Input material:
PR #280, opened 2023-02-19
Week 2 Project "Guess who?"

cecavi:


code/script.js
```diff
@@ -222,104 +224,172 @@ const generateBoard = () => {
...
+      filterPeople(true)
+    } else {
+      filterPeople(false)
+    }
+    console.log("true or false")
   } else if (category === 'accessories' || category === 'other') {
-
+    if (secretPerson[category].includes(value)) {
+  }
+  filterPeople(true); {
```
SandraMadeleine, line 274: Between the filter people(true) and the filterpeople(false) there are too many curly brackets. Make sure that it looks just as you have done with filterPeople for the values hair and eyes (with the "else" also)

code/script.js
```diff
@@ -222,104 +224,172 @@ const generateBoard = () => {
...
-
-// when clicking guess, the player first have to confirm that they want to make a guess.
+//STEP 8 ----
+//when clicking guess, the player first have to confirm that they want to make a guess.
+ // If the player wants to guess, the checkMyGuess function is invoked.
 const guess = (personToConfirm) => {
-  // store the interaction from the player in a variable.
-  // remember the confirm() ?
-  // If the player wants to guess, invoke the checkMyGuess function.
+ confirmGuess= confirm(`Do you really want to make this guess?`)
```
SandraMadeleine, line 357: Works perfectly!

code/script.js
```diff
@@ -222,104 +224,172 @@ const generateBoard = () => {
...
+
+//STEP 9 ----
 // If you confirm, this function is invoked
-const checkMyGuess = (personToCheck) => {
   // 1. Check if the personToCheck is the same as the secret person's name
   // 2. Set a Message to show in the win or lose section accordingly
   // 3. Show the win or lose section
   // 4. Hide the game board
+
+const checkMyGuess = (personToCheck) => {
```
SandraMadeleine, line 372: This also works perfectly. For having the restart button showing you should not need to target it separately. I think that since it is a part of the whole section in the html and css for win or lose, it should show as a part of that. I remember struggling a bit with this one and ended up with a function just for this win or lose part, within the checkMyGuess function, which I had to call separately. I'm sure there's a much smoother way. :-)

SandraMadeleine (commented):
Good job Cecilia! This week was confusing and you did really well. :-) Since your game does filter for the hair color, it is probably just a small thing that needs to be adjusted in order for all the rest to filter as well. Maybe it was just one of those extra curly brackets in there? I think your idea of writing and/or re-writing everything yourself is smart, that is the best way to learn for sure!

PR #285, opened 2023-02-19
Project guess who

fannystenberg:


code/style.css
```diff
@@ -64,34 +71,38 @@ select {
...
 .card .guess {
   display: none;
   flex-direction: column;
   align-items: center;
   justify-content: center;
-  color: white;
+  color: #303599;
   text-align: center;
   height: inherit;
 }
```
AndreaHedstrom, line 102: Love that you have done it like the old (well sort of old) board game! With the colors and that the background on the cards is yellow when you hover it.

Task objective:
Looking at the entries above, copy out every line in which "category" occurs.

The answer:
   } else if (category === 'accessories' || category === 'other') {
+    if (secretPerson[category].includes(value)) {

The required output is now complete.